Protection high-tech
Nombre de laboratoires et d’entreprises, comme la start-up israélienne SonoviaTech, travaillent à la conception d’équipements de protection et de masques efficaces et réutilisables, fabriqués à partir de tissus anti-pathogènes et antiviraux.
Classification des personnes
Le gouvernement chinois s’est associé aux géants de la technologie Alibaba et Tencent pour développer un système de scoring (notation de probabilité) qui suit des millions de personnes au quotidien.
Une application pour smartphone a été déployée pour la première fois à Hangzhou, à laquelle tous les citoyens ont obligation de se connecter. Elle leur attribue une couleur (vert, jaune ou rouge) en fonction de leurs antécédents de voyage et médicaux. Seules les personnes ayant reçu un code de couleur verte sont autorisées dans les sphères publiques.
Les conséquences de cette vague technologique devront sans tarder être encadrées.
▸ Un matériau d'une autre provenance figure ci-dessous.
PR #155, opened 2023-05-20
Default candidate counts support

### LINKED ISSUE #154: Starting count for candidates
We need a property either within the candidates argument or as an additional property on the svg that allows starting seats to be given to candidates

Flizzyclone:
This PR adds a code to interpret a "candidate-counts" property on map SVG's on load. This property is used to set the "default" candidate counts. This is useful for maps where not all seats are up (US senate).

This property is somewhat confusing at first glance but it really is just an array of objects containing a single key value pair (an array of objects seems to be better for zod type checking than a undefined length list of key value pairs). This key value pair is structured like the following:
`"candidate id (str)": default count (num)`
so, an example property may look like:
`candidate-counts=[{"0":12},{"1":26}]`

Summary of code changes:
- Creates DefaultCountsStore for storing the counts in a Map that can be used in Regions.ts when deriving other stores. Default value for this store is an empty map
- Creates DefaultCountsSchema for checking that data passed in the prop is correct
- Adds logic in LoadRegions.ts to interpret this property and set DefaultCountsStore to its proper value
- Changes the starting map when deriving CandidateCounts to DefaultCountsStore
- Changes the starting map when deriving CandidateCountsMargins to be a version of DefaultCountsStore adapted to the format of CandidateCountsMargins
- Adds default counts to the 2024 Senate map

Closes #154


apps/yapms/src/lib/assets/maps/usa-senate-2024.svg
```diff
@@ -1,5 +1,5 @@
 <?xml version="1.0" encoding="UTF-8"?>
-<svg candidates='[{"id":"0", "name":"Democrats", "margins": [{ "color": "#1C408C" }, { "color": "#577CCC" }, { "color": "#8AAFFF" }, { "color": "#949BB3" }]},    {"id":"1", "name":"Republicans", "margins": [{ "color": "#BF1D29" }, { "color": "#FF5865" }, { "color": "#FF8B98" }, { "color": "#CF8980" }]}]' version="1.1" viewBox="0 0 959 593" xmlns="http://www.w3.org/2000/svg">
+<svg candidate-counts='[{"0":28},{"1":38}]' candidates='[{"id":"0", "name":"Democrats", "margins": [{ "color": "#1C408C" }, { "color": "#577CCC" }, { "color": "#8AAFFF" }, { "color": "#949BB3" }]},    {"id":"1", "name":"Republicans", "margins": [{ "color": "#BF1D29" }, { "color": "#FF5865" }, { "color": "#FF8B98" }, { "color": "#CF8980" }]}]' version="1.1" viewBox="0 0 959 593" xmlns="http://www.w3.org/2000/svg">
```
Fish1: Would it be possible to instead have the starting count put inside the candidates property?

```[{"id": "0", "name":"Democrats", "count":"38"}]```

**Review by Fish1 — CHANGES_REQUESTED** [review]
Could we put the data from candidate-counts inside candidates?

File: apps/yapms/src/lib/assets/maps/usa-senate-2024.svg (hunk 1 above)
Comment (Flizzyclone) [reply apps/yapms/src/lib/assets/maps/usa-senate-2024.svg]: Yep! Just pushed this. Less complex than I thought.

I changed the following
- Removed DefaultCountsSchema and DefaultCountsStoreSchema as all checking is now done w/ CandidateSchema
- Added an optional counts number argument to CandidateSchema
- Changed the Senate map to follow new formatting
- Added a null check for default-mode since it kept throwing errors

**Comment by Flizzyclone** [comment]
Alright this PR now adds a "permalocked" property that removes the region from play and is irreversible by the user. No functionality is given to these permalocked states.

Changes:
- Adds "permalocked" property to Region class and the logic to set this on map load.
- Changes some display logic to make sure permalocked states appear without text and faded
- Changes states on 2024 Senate to permalocked instead of simply disabled:
image

File: apps/yapms/src/lib/types/Region.ts [hunk 2]
```diff
@@ -9,6 +9,7 @@ export const RegionSchema = z.object({
 	permaVal: z.number(),
 	disabled: z.boolean(),
 	locked: z.boolean(),
+	permalocked: z.boolean(),
```
Fish1: permalocked should be permaLocked just to match the camel case pattern.

apps/yapms/src/lib/stores/Candidates.ts
```diff
@@ -33,6 +33,8 @@ export const CandidatesStore = writable<Candidate[]>([
 	}
 ]);
 
+export const DefaultCountsStore = writable<Map<string, number>>(new Map<string, number>());
```
Fish1: The DefaultCountsStore is redundant data, as you've already done all the work to collect this information into the CandidateStore.

apps/yapms/src/lib/types/Candidate.ts
```diff
@@ -3,6 +3,7 @@ import { z } from 'zod';
 export const CandidateSchema = z.object({
 	id: z.string(),
 	name: z.string(),
+	count: z.number().optional(),
```
Fish1: This property already contains the data for the default count. Maybe this could be named something else such as "defaultCount" or "permaCount" or something that represents it's not just the current count.

Maybe this could also be non-optional and just have it defaulted to zero. That would make the calculations for where this is used a bit easier.

apps/yapms/src/routes/app/[country]/[map]/[year]/initialize/LoadRegions.ts
```diff
@@ -111,17 +112,26 @@ function loadRegions(node: HTMLDivElement): void {
...
-		ModeStore.set(defaultMode.data);
-	} else {
-		console.error('Error Parsing defaultMode attribute from Map:\n\n' + defaultMode.error);
+	if (defaultModeAttribute !== null) {
+		const defaultMode = ModeSchema.safeParse(defaultModeAttribute);
+		if (defaultMode.success) {
+			ModeStore.set(defaultMode.data);
+		} else {
+			console.error('Error Parsing defaultMode attribute from Map:\n\n' + defaultMode.error);
+		}
```
Comment (Fish1) [inline apps/yapms/src/routes/app/[country]/[map]/[year]/initialize/LoadRegions.ts]: I think all of the attributes on the maps should be 100% required. That way when a map is created, it's 100% consistent and doesn't rely on the default behaviors of the website.

If we ever change the default behavior of the website, we need to look for where that default behavior change doesn't make sense, which means checking every single map without an explicit parameter. Where as if it is explicit, we have fewer situations like that.

Fish1 (changes requested):
The DefaultCountsStore has it's data duplicated in the CandidateStore itself, we can just use the candidate store.

apps/yapms/src/routes/app/[country]/[map]/[year]/initialize/LoadRegions.ts
Comment (Flizzyclone) [reply apps/yapms/src/routes/app/[country]/[map]/[year]/initialize/LoadRegions.ts]: I will break out making all attributes required into a separate Issue/PR and leave it untouched in this one.

Comment (Fish1) [reply apps/yapms/src/routes/app/[country]/[map]/[year]/initialize/LoadRegions.ts]: Ahh Looking at the code, I guess it was never required in the first place. My bad.

But I think the original behavior of logging the error on null was fine here.

Flizzyclone:
Alright all issues should be resolved here-
- I renamed the count property to "defaultCount" and made it required w/ a default of 0. Some logic was updated to reflect this change
- I removed DefaultCountsStore and modified the CandidateCounts logic in Regions.ts to use CandidatesStore.
- permalocked is now permaLocked
- I changed some logic in AddCandidates and EditCandidates to account for the additional property

Fish1 (approved):
LGTM!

Pour la première fois, une crise sanitaire mobilise cliniciens, universitaires, laboratoires industriels, start-up technologiques et instances gouvernementales du monde entier, qui travaillent en synergie dans le but de trouver des solutions capables de stopper la propagation du virus et de soigner les patients.
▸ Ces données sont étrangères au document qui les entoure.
PR #156, opened 2023-05-20
pull out custom pocketbase logic into their own files

Fish1:
Code: pulled out some pocketbase logic into their own files. Should make the mainline code more readable.

Clearly shows that before a record is created, we compress the map file.

After a record is created we then use browserless to take a screenshot.

image


Flizzyclone (approved):
Nice, this is much better.

PR #163, opened 2023-05-26
Screenshot View

### LINKED ISSUE #161: Better Screenshots
Browserless simply takes a screenshot of the entire page.

image

I think having a page dedicated to displaying the map for a screenshot would be best. Something like...

/app/view
/app/screenshot
/app/display

Fish1:
Features: Added a /view route that will load and render the map as fast as possible. It will not load unneeded things such as popups, the topbar or sidebar.

Code: 

1) The candidate box now takes in a "selectable" parameter. If it is false, it will default to being small.

2) The battle chart can now handle multiple candidates. It just displays all their margins in a row, and doesn't have the circle with an arrow icon.

3) Refactored much of the region logic out of the map initialization code. The function specific to modifying a region (such as filling in, editing and disabling) is now in the /stores/regions directory.

4) There are now two loadRegions function. One for the app and one for the view. Loading the regions for the view simply does less work.
image

Example of the /view route.
http://localhost:8081/view?m=vasx1atwb4u9bqw
image

closes #161


apps/yapms/src/lib/stores/regions/Regions.ts
```diff
@@ -143,3 +146,46 @@ export const CandidateCountsMargins = derived(RegionsStore, ($RegionStore) => {
 	});
 	return candidates;
 });
+
+export const setPointerEvents = (): void => {
```
Flizzyclone, line 150: Is there a reason that this function specifically is not with the rest called on initialization?

apps/yapms/src/routes/app/[country]/[map]/[year]/initialize/LoadRegions.ts
```diff
@@ -179,61 +106,36 @@ function loadRegions(node: HTMLDivElement): void {
...
+	setDefaultMode(node);
+	setCursorStyle(node);
+	createRegionStore(node);
+	setTransitionStyle(node);
+	setPointerEvents();
+}
+
+export function loadRegionsForView(node: HTMLDivElement): void {
+	loadCandidateData(node);
+	setDefaultMode(node);
```
Comment (Flizzyclone) [inline apps/yapms/src/routes/app/[country]/[map]/[year]/initialize/LoadRegions.ts]: I don't think we need setDefaultMode here since there is no editing in the view endpoint

Flizzyclone (changes requested):
One more thing I noticed is that when I load the view page, all fonts are in Times New Roman as I don't have Roboto installed on my system. This  is fixed by adding a +layout.svelte for that endpoint containing `import '$lib/styles/map.css';`. I don't know if this would be a problem for screenshots or not.

apps/yapms/src/lib/stores/regions/Regions.ts
Fish1: Good point, I think just because it doesn't parse the node data. It was just reading the regions.

I think I'll make it so that more function use the region store instead of the raw nodes.

apps/yapms/src/routes/app/[country]/[map]/[year]/initialize/LoadRegions.ts
Comment (Fish1) [reply apps/yapms/src/routes/app/[country]/[map]/[year]/initialize/LoadRegions.ts]: Fixed

Fish1:
I imported the fonts, moved all the functions to the region folder, and removed the default mode function from the view.

Flizzyclone (approved):
LGTM then!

Mais si cette vague technologique a de prime abord une finalité d’intérêt général et de santé publique, ses conséquences devront sans tarder être clarifiées et encadrées afin que la crise sanitaire ne se transforme pas en une crise éthique.
Elles doivent être anticipées et délimitées, particulièrement en ce qui concerne les applications de reconnaissance faciale et de classification des individus, sachant que le consentement de chaque personne reste le seul moyen de garantir ses droits fondamentaux.